| Directions for this task |
When a line below holds the string "journey", show that line.

| Provided records |
PR #294, opened 2022-10-27
Change all instances of Premises to ApprovedPremises

richpjames:
As of [this PR](https://github.com/ministryofjustice/hmpps-approved-premises-api/pull/183) The API splits the Premises response body for AP/TA into two different types. This means what we previously referred to as ‘Premises’ are now ‘ApprovedPremises’ (this enables TA to use ‘TemporaryAccomodationPremises’)

I have pointed the type generator to the PR version of the api.spec so this PR is a draft for now. I will revert the change to the typegen script before merging.


brownbearsoftware (approved):
LGTM

PR #297, opened 2022-10-31
Add API service name env var

richpjames:
Due to #285 we need to add the following env variable to the dev environment


brownbearsoftware (approved):
LGTM

PR #425, opened 2022-12-12
(654) Document sync screens

pezholio:
This adds the document sync screens for the Apply journey. Still need to do the actual download of the documents, but I'll do this in a seperate PR

## Screenshot

image

### DIFF
--- a/server/form-pages/apply/schema.json
+++ b/server/form-pages/apply/schema.json
@@ -12,6 +12,7 @@
     "access-and-healthcare",
     "further-considerations",
     "move-on",
+    "attach-required-documents",
     "check-your-answers"
   ],
   "properties": {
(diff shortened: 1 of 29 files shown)


pezholio:
[Document sync screens](https://trello.com/c/DchCcfE1/654-document-sync-screens)

server/form-pages/apply/schema.json
```diff
@@ -2,6 +2,7 @@
   "$schema": "https://json-schema.org/draft/2019-09/schema",
   "type": "object",
   "title": "Apply Schema",
+  "additionalProperties": false,
```
richpjames, line 5: I think it would be best if you saved this change without formatting. It'll be easier to see this is the only relevant change (I think?) and when we come to generate the next schema it'll be easier to see what the changes area

richpjames (approved):
LGTM, left a couple of comments

server/form-pages/apply/schema.json
pezholio: Ah, good catch. That was me just editing it in VS Code and the Prettier plugin doing its magic!

PR #429, opened 2022-12-14
(654) Download documents

pezholio:
This pipes the document downloads from the API to a stream on our frontend application. It was a bit fiddly to work out and test, but seems to work pretty well now. We also pass in the `content-disposition` header from the API, so the filename is the same as the one the API gets from Alfresco.


pezholio:
[Document sync screens](https://trello.com/c/DchCcfE1/654-document-sync-screens)

cypress_shared/pages/apply/attachDocumentsPage.ts
```diff
@@ -29,6 +30,28 @@ export default class AttachDocumentsPage extends Page {
...
+              doc.location.reload()
+            }, 300)
+          })
+          cy.get(`a[data-cy-documentId="${document.id}"]`).click()
+        })
+
+      const downloadsFolder = Cypress.config('downloadsFolder')
+      const downloadedFilename = path.join(downloadsFolder, document.fileName)
+
+      cy.readFile(downloadedFilename, 'binary', { timeout: 15000 })
```
richpjames, line 51: You may have already done this but could we start with a smaller value and increase it if it takes longer?

richpjames (approved):
LGTM

cypress_shared/pages/apply/attachDocumentsPage.ts
pezholio: Good call 👍

PR #432, opened 2022-12-14
(963) Use first class risk ratings in frontend for applications

pezholio:
Now Risks are a first class citizen of Applications, we can update the app to use the new application-specific Application, as well as use the first-class ratings object that we now get from the API. This makes listing applications much easier to do, so we're not having to make multiple API calls each time we list the applications.

I've also removed the `dashboardTableRows` fuction from the service and made this a view helper, as well as fixing the issues with the missing dates in the application dashboard.


pezholio:

richpjames (approved):
LGTM

PR #435, opened 2022-12-15
Fetch application from the API on the tasklist

pezholio:
If we’re dealing with multiple Applications, then it will automatically try and fetch the last Application we entered (which may be incomplete).

I’m not entirely sure how useful the session stuff is now, as we’re sending to the API on each screen, but we can clean this up later.


richpjames (approved):
Yeah agreed the session stuff isn't useful

richpjames (approved):

PR #433, opened 2022-12-14
(727) - Apply - OASys: Supporting information

richpjames:
# Context
This is very similar to #431 #426.
This time however we have to call the OASys sections endpoint with the options selected in the OptionalOasysImport section of the Apply journey.

[Trello card](https://trello.com/c/PYl2WtOG/727-oasys-risk-and-needs-import)

## Screenshots of UI changes
Apply -- allows completion of the form

PR #431, opened 2022-12-14
727 -  Apply -  OASys import:  Offence details

richpjames:
# Context
Similar to #426 users need to be able to add and edit sections from the Offence Details section of OASys.

[Trello card](https://trello.com/c/PYl2WtOG/727-oasys-risk-and-needs-import)

# Changes in this PR
Firstly there is some tidying of the RoshSummary class. 
Then we extract some methods that are to be used by both the RoshSummary and OffenceDetails class.
Next we add the class and view themselves, they are very similar to the RoshSummary.
After that we're tidying up: making sure RoshSummary correctly links to the OffenceDetails page and updating the schema.

## Screenshots of UI changes
Apply -- allows completion of the form

PR #426, opened 2022-12-12
(727) - Apply - OASys RoSH summary

richpjames:
# Context
Users need to able to import and edit the RoSH (Risk of Serious Harm) summary questions from OASys. This page enables them to do that.

[Trello card](https://trello.com/c/PYl2WtOG/727-oasys-risk-and-needs-import)

# Changes in this PR
Firstly there is some tidying from #415 where we had misnamed some OASys '*selections*' '*sections*'.
Then we add the neccessary methods to the PersonClient and the PersonService.
We then add the Class for RoSH Summary which pulls the sections from the API. 
We also need to show the risks on this page so we call the API for those as well.
For the view we iterate over each question/answer from OAsys and display the answer in a text box (if it exists) for the user to edit.

## Screenshots of UI changes
Apply -- allows completion of the form

PR #436, opened 2022-12-15
(727) - Apply - OASys import: Risk Management Plan and Risk To Self Pages

richpjames:
# Context
Similar to #433 #431 #426 we need to import the Risk Management Plan and Risk To Self pages.

[Trello card](https://trello.com/c/PYl2WtOG/727-oasys-risk-and-needs-import)

# Changes in this PR

These are the final two screens, I will put in a subsequent PR to tidy things up a bit

## Screenshots of UI changes

Apply -- allows completion of the form (4)

### DIFF
--- a/integration_tests/tests/apply/apply.cy.ts
+++ b/integration_tests/tests/apply/apply.cy.ts
@@ -57,12 +57,14 @@ import {
   documentsFromApplication,
   offenceDetailSummariesFromApplication,
   riskManagementPlanFromApplication,
+  riskToSelfSummariesFromApplication,
   roshSummariesFromApplication,
   supportInformationFromApplication,
 } from '../../support/helpers'
 import OffenceDetailsPage from '../../../cypress_shared/pages/apply/offenceDetails'
 import SupportingInformationPage from '../../../cypress_shared/pages/apply/supportingInformation'
 import RiskManagementPlanPage from '../../../cypress_shared/pages/apply/riskManagementPlan'
+import RiskToSelfPage from '../../../cypress_shared/pages/apply/riskToSelf'
 
 context('Apply', () => {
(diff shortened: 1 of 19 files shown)


integration_tests/tests/apply/apply.cy.ts
```diff
@@ -696,8 +705,8 @@ context('Apply', () => {
 
       // Then the application should be submitted to the API
       cy.task('verifyApplicationUpdate', application.id).then(requests => {
-        expect(requests).to.have.length(36)
-        const requestBody = JSON.parse(requests[35].body)
+        expect(requests).to.have.length(37)
```
pezholio, line 708: Idly wondering if we can do something about these magic numbers here - is there maybe a way we can count the number of pages or something?

integration_tests/tests/apply/apply.cy.ts
```diff
@@ -696,8 +705,8 @@ context('Apply', () => {
...
+        const requestBody = JSON.parse(requests[36].body)
```
pezholio, line 709: Can probably do this here:

```
const requestBody = JSON.parse(requests[requests.length - 1].body)
```

pezholio: Also maybe `applicationSubmissionBody` might be a better name, as `requestBody` is a bit generic.

pezholio (approved):
LGTM - just some tiny things, not necessarily for now. Can probably be included in the next PR if you think they're worth addressing

integration_tests/tests/apply/apply.cy.ts
richpjames: Yep, will fix in a subsequent PR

| Output below |
This adds the document sync screens for the Apply journey. Still need to do the actual download of the documents, but I'll do this in a seperate PR
This time however we have to call the OASys sections endpoint with the options selected in the OptionalOasysImport section of the Apply journey.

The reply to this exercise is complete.